Rating:  Summary: Best Mono book yet Review: I prefer this book to the Mono : Developers Notebook which was also recently published. This book provides a much wider angle view on the .NET cross platform development space. For example, the developers note book covers TK#, this book covers TK# and #WT.
This book is much more architectural in design than the Developers Notebook. So if code is your thing then you may want to evaluate both. I personally prefer architectural perspective because in this case it's more about choosing a direction of development as opposed to learning the structure of the TK# library, which is interesting, but can be gleaned from the online documentation.
This is a must have book for anyone who wants to take their .NET code beyond the confines of the Windows operating system. It's well worth the price of admission.
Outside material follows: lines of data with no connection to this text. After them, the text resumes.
PR #2125, opened 2020-08-13
Remove debug tests on Circle CI

stringhandler:
Removed debug tests from Circle CI checks

### DIFF
--- a/.circleci/config.yml
+++ b/.circleci/config.yml
@@ -24,11 +24,11 @@ commands:
           name: Build the project
           command: cargo build --all --all-features --jobs=3 <<#parameters.release>>--release<</parameters.release>>
       - run:
-          name: Cargo fmt (ignored in release mode)
+          name: Cargo fmt
           command: |
             TOOLCHAIN=$(cat rust-toolchain)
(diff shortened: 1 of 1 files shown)


sdbondi (approved):
LGTM - `debug_assertions` could be misused/change behaviour in some unforeseen way so maybe this is not ideal. Did you try adding `lib: true` to the test step in debug? This may skip the doctests (educated guess based on `cargo test --lib`) which I think is the cause of the failing builds. Otherwise, I think that this can go in as a stop gap.

.circleci/config.yml
```diff
@@ -55,15 +55,6 @@ jobs:
...
           paths: book
 
-  test-tari-debug:
-    docker:
-      - image: *rust_image
-    resource_class: medium
-    steps:
-      - checkout
-      - test:
-          release: false
```
sdbondi, line 65: Would adding `lib: true` skip the docs tests?

stringhandler:
I think that debug tests may be worth doing infrequently, but doing both on every PR seems excessive anyway. It can be added back at a later stage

Rating:  Summary: alternatives to Microsoft Review: Microsoft and cross-platform?! Sounds like an oxymoron. Yet the book shows how .NET has given rise to this. The key step was Microsoft transferring the specifications of C# and .NET's CLI to ECMA and ISO. This lets third parties write compilers that produce IL bytecode and thence to assembly in a given hardware.
So you could write C# code on some platform, like linux. Then with Mono or Portable.NET, produce x86 binaries.
The authors describe the open source Mono and Portable, and compare these with Microsoft's own .NET offerings. They show that Mono and Portable are quite functional. For example, using Portable, you can write in Java, C#, C or VB.NET and compile.
The book goes into some moderate level of detail about CLI. But if you are a programmer in C# or C, say, and you just want to get native binaries, without wanting to know about CLI, the book is still useful. You can safely skip the CLI sections, without losing the gist of what you need to know. For many of us, whatever language we use, we don't need or want knowledge of a specific assembly language.